PR #416, opened 2021-01-25
evalAllDers_into in gsGeometry

felixfeliz:
Added function evalAllDers_into to gsGeometry (in the same way as for deriv_into and deriv2_into).

Without this, calling evallAllDers_into on a gsGeometry leads to the implementation in gsFunctionSet, which is only implemented up to second derivatives.


filiatra (approved):
Thnx Felix!
I also added a dummy function in gsConstantFunction.
If tests are OK you can merge this

PR #422, opened 2021-02-08
Add a IETI framework

stefantakacs:
This IETI framework aims to be as general as possible.

It is based on 3 classes that represent the main ideas: gsIetiSystem, gsPrimalSystem and gsScaledDirichletPrec, which do not have any particular knowledge about the underlying discretization. This information is produced by the fourth class gsIetiMapper.

This PR is open for review, but it should not be merged until
- [x]  it was checked that it is also usable for systems (like Stokes),
- [x]  it was checked that it also provides useful tools for a dG setting,
- [x]  it is possible to also use egde averages and face averages as primal dofs
- [x]  it is possible to eliminate the corner primal dofs
- [x] the docs for gsPrimalSystem are rewritten (after now being able to eliminate the primal dofs); + some cleanup in code
- [x]  it is checked that proper memory allocation has taken place for all sparse data structures 
- [x] the algorithms are checked for correctness (e.g., by comparing the results with the results from unsupported and/or unit tests).
- [x] We should check what happens if one feeds a gsDofMapper with several variables (for a system) into the gsIetiMapper. **Now, there is an assertion that prevents the case**. The doc clearly says that there should be one mapper per variable.


examples/ieti2_example.cpp
```diff
@@ -0,0 +1,334 @@
+/** @file ieti2_example.cpp
```
stefantakacs, line 1: This is an example that shows how to use the ieti framework with the old-style assemblers.

It is not necessary to merge this into stable.

filiatra: its not bad to have it.

it would be nice for both examples to have a doumentation similarly to eg.
https://gismo.github.io/poisson2_example.html
see inside the doc folder for the corresponding file.

src/gsIeti/gsIetiMapper.h
```diff
@@ -0,0 +1,176 @@
...
+private:
+    const gsMultiBasis<T>*                        m_multiBasis;
+    gsDofMapper                                   m_dofMapperGlobal;
+    std::vector<gsDofMapper>                      m_dofMapperLocal;
+    std::vector<Matrix>                           m_fixedPart;
+    std::vector<JumpMatrix>                       m_jumpMatrices;
+    index_t                                       m_nPrimalDofs;
+    std::vector< std::vector<SparseVector> >      m_primalConstraints;
+    std::vector< std::vector<index_t> >           m_primalDofIndices;
+    unsigned                                      m_status;
```
filiatra: would be nice to describe each member with a one-liner doxy-comment here as well.

src/gsIeti/gsIetiMapper.hpp
```diff
@@ -0,0 +1,292 @@
...
+    file, You can obtain one at http://mozilla.org/MPL/2.0/.
+
+    Author(s): S. Takacs
+*/
+
+#pragma once
+
+#include <gsIeti/gsIetiMapper.h>
+#include <gsCore/gsDofMapper.h>
+#include <gsNurbs/gsKnotVector.h>
```
filiatra: are all the include files needed?

src/gsIeti/gsPrimalSystem.h
```diff
@@ -0,0 +1,205 @@
...
+    file, You can obtain one at http://mozilla.org/MPL/2.0/.
+
+    Author(s): S. Takacs
+*/
+
+#pragma once
+
+#include <gsSolver/gsLinearOperator.h>
+#include <gsSolver/gsMatrixOp.h>
+#include <gsMatrix/gsVector.h>
```
filiatra, line 17: probably some inclusions can be removed?

src/gsIeti/gsPrimalSystem.hpp
```diff
@@ -0,0 +1,167 @@
...
+    This Source Code Form is subject to the terms of the Mozilla Public
+    License, v. 2.0. If a copy of the MPL was not distributed with this
+    file, You can obtain one at http://mozilla.org/MPL/2.0/.
+
+    Author(s): S. Takacs
+*/
+
+#pragma once
+
+#include <gsIeti/gsPrimalSystem.h>
```
filiatra: Please remove the .h file from its hpp counterpart...
Should go inside the _.cpp instead

src/gsIeti/gsIetiSystem.hpp
```diff
@@ -0,0 +1,124 @@
...
+    This Source Code Form is subject to the terms of the Mozilla Public
+    License, v. 2.0. If a copy of the MPL was not distributed with this
+    file, You can obtain one at http://mozilla.org/MPL/2.0/.
+
+    Author(s): S. Takacs
+*/
+
+#pragma once
+
+#include <gsIeti/gsIetiSystem.h>
```
filiatra: Please remove the .h file from its hpp counterpart...
Should go inside the _.cpp instead (in some cases this can avoid cyclic includes)

src/gsIeti/gsScaledDirichletPrec.hpp
```diff
@@ -0,0 +1,217 @@
...
+    This Source Code Form is subject to the terms of the Mozilla Public
+    License, v. 2.0. If a copy of the MPL was not distributed with this
+    file, You can obtain one at http://mozilla.org/MPL/2.0/.
+
+    Author(s): S. Takacs
+*/
+
+#pragma once
+
+#include <gsIeti/gsScaledDirichletPrec.h>
```
filiatra: Please remove the .h file from its hpp counterpart...
Should go inside the _.cpp instead

filiatra (changes requested):

filiatra:
DG in expression assembler is not in stable, will will drop C++98 in the next release, before adding it

examples/ieti2_example.cpp
stefantakacs: Agreed.

However, I have now changed the file to use the saddle point formulation (which would be necessary for inexact versions of ieti).

stefantakacs: I will fix the other issues later.

stefantakacs:
Looking forward to it, particularly also dropping C++98.

Then we should have also a look onto function signatures, like gsAssembler<>::setSparseSystem(gsSparseSystem<T> & sys)

src/gsIeti/gsIetiMapper.hpp
stefantakacs: Removed unused

src/gsIeti/gsPrimalSystem.h
stefantakacs: Removed unused

src/gsIeti/gsIetiMapper.h
stefantakacs: Comments included

examples/ieti2_example.cpp
stefantakacs: Doc in doc folder missing.

filiatra (approved):
OK. You may still consider adding some nice doxygen page, possibly with snippets, similarly to
doc/poisson2_example.dox

PR #427, opened 2021-02-10
Allow to split NURBS

stefantakacs:
This implements a function that belongs to the interface prescribed by the basis class gsGeometry. The approach delegates the work the spline case (having the effect that data has to be copied a few times).


stefantakacs:
Does not yet work as intended.

PR #428, opened 2021-02-10
This is a very special feature that could be removed from stable

stefantakacs:
This is not in use for the new IETI implementation. There is a PR in unsupported to fix the old IETI code.


filiatra (approved):
fully agree!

> **Exercise instructions**: Ascertain the number of lines in the entries that include the word "checked", and report only that number.

> **Output for this task**: 4